За завтраком он сказал:
— Я прочитал ночью письмо от твоих братьев. Проснулся в час, а потом что-то не спалось…
— Хорошо, что они часто пишут.
После окончания войны от братьев стали поступать добрые вести. Дан вышел из четырех лет сражений без единой царапины. Эли отделался перебитой рукой — шрапнель попала. Локоть теперь не сгибается, но зато ее брат награжден медалью за отвагу и изрядно продвинулся на фирме, перепрыгнув, после гибели трех своих начальников, сразу через три ступени служебной лестницы.
— Как ни дико это звучит, война — если не погибнешь — может принести человеку большую пользу, — сказала Анна.
— Да уж… — Джозеф горестно вздохнул. — Солли-то как процветает!
И впрямь, кто бы мог подумать, что Солли вдруг пойдет в гору? Его хозяин сколотил капиталец на производстве штанов для армии, расширил дело и перевел Солли в филиал — сначала помощником мастера, а потом и мастером.

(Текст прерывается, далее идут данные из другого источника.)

PR #1073, opened 2024-07-18
[dvc][test] Fix missing parts for blob transfer and add one incomplete integ test

adamxchen:
## Summary

There are some missing pieces for DVC blob transfer and I've fixed all known issues. However, the new integ test is incomplete due to one DVC characteristics. Given we don't have more bandwidth for this project, we will commit now and do hand-over if needed, although I will still attempt to complete it when I have some spare time.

Левинсоны переехали в отличную — куда лучшую, чем у Джозефа с Анной, — квартиру на углу Бродвея и Девяносто восьмой улицы. Целых пять комнат!
— Я за них очень рада, — искренне сказала Анна. — Столько детей, их так тяжело растить. Хорошо, что им улыбнулась удача. Руфь шепнула мне по секрету, что Солли, на пару с кем-то, собирается открыть свое дело. Ему в конце концов удалось накопить тысячу-другую.

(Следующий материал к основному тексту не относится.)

PR #1075, opened 2024-07-19
[controller] Checking parent controller region state before handling requests for all routes

bonytoni:
## Checking parent controller region state before handling requests for all routes

- Implemented two region states in `ParentControllerRegionState`
  - `ACTIVE` - parent controller serves requests
  - `PASSIVE` - parent controller rejects requests
- `VeniceParentControllerRegionStateHandler` is a wrapper class for `Route` that checks the state of the region of the parent controller before handling requests. This class was used in `AdminSparkServer` to wrap routes in:
  - `AdminCommandExecutionRoutes`
  - `AdminTopicMetadataRoutes`
  - `ClusterDiscovery`
  - `ClusterRoutes`
  - `ControllerRoutes`
  - `CreateStore`
  - `CreateVersion`
  - `DataRecoveryRoutes`
  - `JobRoutes`
  - `MigrationRoutes`
  - `NewClusterBuildOutRoutes`
  - `NodesAndReplicas`
  - `RoutersClusterConfigRoutes`
  - `SchemaRoutes`
  - `SkipAdminRoute`
  - `StoragePersonaRoutes`
  - `StoresRoutes`
  - `VersionRoute`
- Added config key `CONTROLLER_PARENT_REGION_STATE` in `ConfigKeys` to retrieve the config value from the backend

**Next steps:** Implement the parent controller region state config in the backend

## How was this PR tested?

Unit Tests, Integration Tests

### DIFF
--- a/internal/venice-common/src/main/java/com/linkedin/venice/ConfigKeys.java
+++ b/internal/venice-common/src/main/java/com/linkedin/venice/ConfigKeys.java
@@ -1067,6 +1067,17 @@ public class ConfigKeys {
   public static final String CONTROLLER_PARENT_MODE = "controller.parent.mode";
 
   /**
+   * This config specifies the state of the region of the parent controller.
+   *
+   * The region can be in one of the following states:
+   * ACTIVE: the parent controller in the region is serving requests.
+   * PASSIVE: the parent controller in the region is rejecting requests.
+   *
+   * By default, this is set to ACTIVE.
+   */
+  public static final String CONTROLLER_PARENT_REGION_STATE = "controller.parent.region.state";
+
+  /**
    * This config is used to control how many errored topics we are going to keep in parent cluster.
    * This is mostly used to investigate the Kafka missing message issue.
    * If the issue gets resolved, we could change this config to be '0'.
--- a/internal/venice-test-common/src/integrationTest/java/com/linkedin/venice/controller/server/TestAdminSparkServer.java
+++ b/internal/venice-test-common/src/integrationTest/java/com/linkedin/venice/controller/server/TestAdminSparkServer.java
@@ -7,7 +7,6 @@ import com.linkedin.venice.ConfigKeys;
 import com.linkedin.venice.LastSucceedExecutionIdResponse;
 import com.linkedin.venice.common.VeniceSystemStoreType;
 import com.linkedin.venice.controller.Admin;
-import com.linkedin.venice.controller.ParentControllerRegionState;
 import com.linkedin.venice.controller.VeniceHelixAdmin;
 import com.linkedin.venice.controllerapi.AdminCommandExecution;
 import com.linkedin.venice.controllerapi.ControllerApiConstants;
@@ -99,7 +98,6 @@ public class TestAdminSparkServer extends AbstractTestAdminSparkServer {
     extraProperties
         .put(ConfigKeys.CONTROLLER_DEFAULT_MAX_RECORD_SIZE_BYTES, Integer.toString(TEST_MAX_RECORD_SIZE_BYTES));
     extraProperties.put(ConfigKeys.MIN_NUMBER_OF_UNUSED_KAFKA_TOPICS_TO_PRESERVE, Integer.toString(1));
-    extraProperties.put(ConfigKeys.CONTROLLER_PARENT_REGION_STATE, ParentControllerRegionState.ACTIVE.name());
     super.setUp(false, Optional.empty(), extraProperties);
   }
 
--- a/internal/venice-test-common/src/integrationTest/java/com/linkedin/venice/controller/server/TestAdminSparkServer.java
+++ b/internal/venice-test-common/src/integrationTest/java/com/linkedin/venice/controller/server/TestAdminSparkServer.java
@@ -7,6 +7,7 @@ import com.linkedin.venice.ConfigKeys;
 import com.linkedin.venice.LastSucceedExecutionIdResponse;
 import com.linkedin.venice.common.VeniceSystemStoreType;
 import com.linkedin.venice.controller.Admin;
+import com.linkedin.venice.controller.ParentControllerRegionState;
 import com.linkedin.venice.controller.VeniceHelixAdmin;
 import com.linkedin.venice.controllerapi.AdminCommandExecution;
 import com.linkedin.venice.controllerapi.ControllerApiConstants;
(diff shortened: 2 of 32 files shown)


services/venice-controller/src/main/java/com/linkedin/venice/controller/Admin.java
```diff
@@ -755,6 +756,12 @@ void updateRoutersClusterConfig(
    */
   boolean isParent();
 
+  /**
+   * Return the state of the parent controller in its fabric
+   * @return {@code ACTIVE} if the parent controller is actively serving requests in its fabric, else {@code PASSIVE}
```
nisargthakkar, line 761: Instead of `{@code ACTIVE}`, can you change it to `{@link ACTIVE}`. Same in other places

internal/venice-common/src/main/java/com/linkedin/venice/ParentControllerState.java
```diff
@@ -0,0 +1,11 @@
+package com.linkedin.venice;
+
+/**
+ * Enum representing the state of a parent controller in a fabric. (i.e., ParentController in prod-lva1 ACTIVE while ParentController in prod-ltx1 PASSIVE)
+ */
+public enum ParentControllerState {
```
nisargthakkar, line 6: I think we should rename this enum to `ParentControllerRegionState`

services/venice-controller/src/main/java/com/linkedin/venice/controller/server/VeniceParentControllerStateHandler.java
```diff
@@ -0,0 +1,44 @@
...
+  public VeniceParentControllerStateHandler(Admin admin, Route route) {
+    this.admin = admin;
+    this.route = route;
+  }
+
+  @Override
+  public Object handle(Request request, Response response) throws Exception {
+    ParentControllerState parentControllerState = admin.getParentControllerState();
+    boolean isParent = admin.isParent();
+    if (parentControllerState != ACTIVE || !isParent) {
```
nisargthakkar, line 34: This check is incorrect for child controllers and would reject all API request there. It should be 
```java
if (isParent && parentControllerState != ACTIVE) {
    ...
}
```

services/venice-controller/src/main/java/com/linkedin/venice/controller/server/VeniceParentControllerStateHandler.java
```diff
@@ -0,0 +1,44 @@
...
+      ControllerResponse responseObject = new ControllerResponse();
+      response.type(HttpConstants.JSON);
+      response.status(HttpStatus.SC_FORBIDDEN);
```
nisargthakkar, line 37: `SC_FORBIDDEN` is probably not the right status code. `SC_BAD_REQUEST` is a bit too generic, but might still be a better option

internal/venice-common/src/main/java/com/linkedin/venice/ConfigKeys.java
```diff
@@ -1126,6 +1126,9 @@ private ConfigKeys() {
   /** Whether current controller is parent or not */
   public static final String CONTROLLER_PARENT_MODE = "controller.parent.mode";
 
+  /** Whether the parent controller is actively serving requests in its fabric. By default, this is ACTIVE. */
+  public static final String CONTROLLER_PARENT_STATUS = "controller.parent.status";
```
nisargthakkar, line 1130: Let's keep consistency b/w the config and what is used in variables
```java
String CONTROLLER_PARENT_REGION_STATE = "controller.parent.region.state";
```

services/venice-controller/src/main/java/com/linkedin/venice/controller/VeniceControllerClusterConfig.java
```diff
@@ -710,6 +713,7 @@ public VeniceControllerClusterConfig(VeniceProperties props) {
     this.topicCreationThrottlingTimeWindowMs =
         props.getLong(TOPIC_CREATION_THROTTLING_TIME_WINDOW_MS, 10 * Time.MS_PER_SECOND);
     this.parent = props.getBoolean(CONTROLLER_PARENT_MODE, false);
+    this.parentControllerState = ParentControllerState.valueOf(props.getString(CONTROLLER_PARENT_STATUS, "ACTIVE"));
```
nisargthakkar, line 716: instead of using `"ACTIVE"` as a string, can we use `ACTIVE.name()`?

internal/venice-test-common/src/integrationTest/java/com/linkedin/venice/controller/server/TestBackupControllerResponse.java
```diff
@@ -27,6 +30,8 @@ public class TestBackupControllerResponse {
   @Test
   public void backupControllerThrows421() throws Exception {
     String clusterName = "backupControllerThrows421";
+    Properties extraProperties = new Properties();
+    extraProperties.put(ConfigKeys.CONTROLLER_PARENT_REGION_STATE, ParentControllerRegionState.ACTIVE.name());
```
nisargthakkar, line 34: We shouldn't need this for child controllers. Also, we shouldn't need to update so many tests since we made the default value as `ACTIVE`, right?

nisargthakkar (approved):
LGTM. Thanks Tony!

Left one query. If you think it doesn't apply, feel free to resolve it and merge the PR

internal/venice-test-common/src/integrationTest/java/com/linkedin/venice/controller/server/TestBackupControllerResponse.java
bonytoni: This is correct. Removed from pr and test passes without it.

internal/venice-test-common/src/integrationTest/java/com/linkedin/venice/controller/server/TestAdminSparkServer.java
```diff
@@ -98,6 +99,7 @@ public void setUp() {
     extraProperties
         .put(ConfigKeys.CONTROLLER_DEFAULT_MAX_RECORD_SIZE_BYTES, Integer.toString(TEST_MAX_RECORD_SIZE_BYTES));
     extraProperties.put(ConfigKeys.MIN_NUMBER_OF_UNUSED_KAFKA_TOPICS_TO_PRESERVE, Integer.toString(1));
+    extraProperties.put(ConfigKeys.CONTROLLER_PARENT_REGION_STATE, ParentControllerRegionState.ACTIVE.name());
```
nisargthakkar, line 102: Can you try removing this as well? I also see that the config in `TestBackupControllerResponse.java` is also still there.

nisargthakkar (commented):
Looking quite good. Just the two test-related changes needed

internal/venice-test-common/src/integrationTest/java/com/linkedin/venice/controller/server/TestAdminSparkServer.java
bonytoni: Pushed a commit with properties removed from the two test files.

nisargthakkar (approved):
LGTM. Thanks @bonytoni !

— Проклятая штука — удача!
— Ты что, завидуешь Солли?
— А ты как думала?! Он достойный человек — ты знаешь, я всегда его любил и ценил, — но, видит Бог, он не семи пядей во лбу! Самый обыкновенный трудяга — и на тебе! Обскакал меня, обскакал вчистую! Что, я не вправе завидовать?
— Джозеф, мы прекрасно живем, — сказала Анна, но попытка утешить разъярила его еще больше.
— Прекрасно?! — Он хлопнул рукой по столу. — Мне двадцать восемь лет! Не успеешь оглянуться — тридцать! А я ничего не достиг! Я ноль, понимаешь, ноль! И живу в трущобе.